Longer Litterbox, Lull, Lull!

When the mother’s boy reads his books in the field among the radishes he often finds a turn of phrase to be interesting and writes it down. When he has no pen, he usually dog-ears the page so that he might return to it later and write out the phrase. What he didn’t realize was that he also always puts the phrase into a familiar melody, usually a T.V. theme song, and sings it over and over again, repeating it until he has written it down in his journal of interesting phrases or sometimes repeating it still, until he has come across another phrase that he finds irresistible. Air was singing such a phrase aloud to himself as he walked up the stairs to his bedroom to retrieve a pen. “I’m pilot-major of a dead fleet,” he sang along to the theme of theme of the X-Files.

Porn Addicts are triple X-philes.

He was making his way through Shogun, James Clavell’s novel of Japan, and while he was reading it he thought at every turn of the page that he might not be able to finish it. He also felt with every turn of the page that he is the only boy his age he knew who would attempt it and this made him feel very superior. Not superior in a bad way though, just better than everyone else his age. Better and smarter and more hardworking.

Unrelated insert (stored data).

PR #2132, opened 2020-08-01
Obvious static analysis fixes

ebudai:
Work on #2135 

This change is [Reviewable](https://reviewable.io/reviews/rptools/maptool/2132)

### DIFF
--- a/src/main/java/net/rptools/maptool/client/AppActions.java
+++ b/src/main/java/net/rptools/maptool/client/AppActions.java
@@ -474,7 +474,7 @@ public class AppActions {
 
             for (Map.Entry<MD5Key, Asset> entry : missing.entrySet()) {
               String remote = entry.getKey().toString();
-              repoEntries.put(remote, dir == null ? remote : new File(dir, remote).getPath());
+              repoEntries.put(remote, new File(dir, remote).getPath());
               ftp.addToQueue(
                   new FTPTransferObject(
                       Direction.FTP_PUT, entry.getValue().getImage(), dir, remote));
--- a/src/main/java/net/rptools/maptool/client/MapTool.java
+++ b/src/main/java/net/rptools/maptool/client/MapTool.java
@@ -1404,7 +1404,7 @@ public class MapTool {
             }
           };
 
-      webAppThread.run();
+      webAppThread.start();
     } catch (Exception e) { // TODO: This needs to be logged
       System.out.println("Unable to start web server");
       e.printStackTrace();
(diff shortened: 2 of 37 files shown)


Phergus:
@ebudai   Hi!  Thanks for diving in to help the community.

Two things.  There must be an issue opened for the PR(s) and you'll need to run `gradlew spotlessApply` to fix the formatting of the code.

https://github.com/RPTools/maptool/blob/main/doc/Code_Style_and_Guidelines.md

ebudai:
Apologies!  Would you like one issue per change, or all of them in one?

Phergus:
No worries.  For general code clean up you can just just use one issue and just update with the actions taken.

If you've identified a specific bug or problem that is impacting users through the UI or macro functions, it's better to keep things to one issue and hopefully one PR.

cwisniew:
> No worries. For general code clean up you can just just use one issue and just update with the actions taken.
> 
> If you've identified a specific bug or problem that is impacting users through the UI or macro functions, it's better to keep things to one issue and hopefully one PR.

As above... Looking through these changes I think they are fine for the one general clean up issue/PR...

Ugh I cant believe there are so many double checks for null in the code base... :(

ebudai:
There were several more useless null checks (esp after newing).  Would you like me to remove those as well?

Phergus:
If you're already doing other fixes in a file might as well clean those up as well.

ebudai:
One more quick question: there are several places where redundant null checks occur, but it might be to aid in debugging.  An example:

  public LargeImage(BufferedImage image, File cacheDir) throws IOException {
    info = loadInfo();
    if (info == null) {
      info = new ImageInfo(image.getWidth(), image.getHeight());
    }
    this.cacheDir = new File(cacheDir.getAbsolutePath(), getId(image));
    this.cacheDir.mkdirs();
    chunkize(image);
  }

  private ImageInfo loadInfo() {
    return null;
  }

In this example, should "if (info == null)" be removed?

Phergus:
I don't think the LargeImage class is used at all.

ebudai:
It's just an example, that kind of thing is all over.

Phergus:
So no point in making changes in it then.

ebudai:
Ok, but what about all the others?  Ignore those too?  They are not all in LargeImage, btw.

Phergus:
If the redundant checks are in active code, go ahead and make the changes.  Just no point in fixing code that isn't used and will likely be excised at some point.

ebudai:
There are other types of things to be cleaned up, such as static method called from instance, deprecated method calls (ie: new Boolean(true) -> Boolean.TRUE), redundant throws Exception, etc.  Should they all be here, or in separate PRs?

Phergus:
They can all be lumped together.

Saint Hardworking Toikey, chucken.

Air’s mother spent most of her childhood feeling the same way until she met the boy’s father and she realized that there were so many people far better and smarter, faster, leaner, less obvious, cleaner, and with more poise and cunning than she had. She had a child with his father because he made her feel bad about herself. When he died, despite herself, and despite her grief, she began to feel slowly better about herself again. Her son had begun, just prior to this day, in his newly teenaged years, to make her feel worse again.

Finnegan, your tumor is benign again, illoncologically.

They were a dead fleet and they were co-major-pilots. They had quite a few days ahead of them just like this one. Things were predetermined and running downhill.
Maybe I’ll name her Rock. Or Twig. Willow. Will-o’-the-wisp. Clown. A-Wave-Upon-the-Sand.

How do you catch a moonbeam in your hand?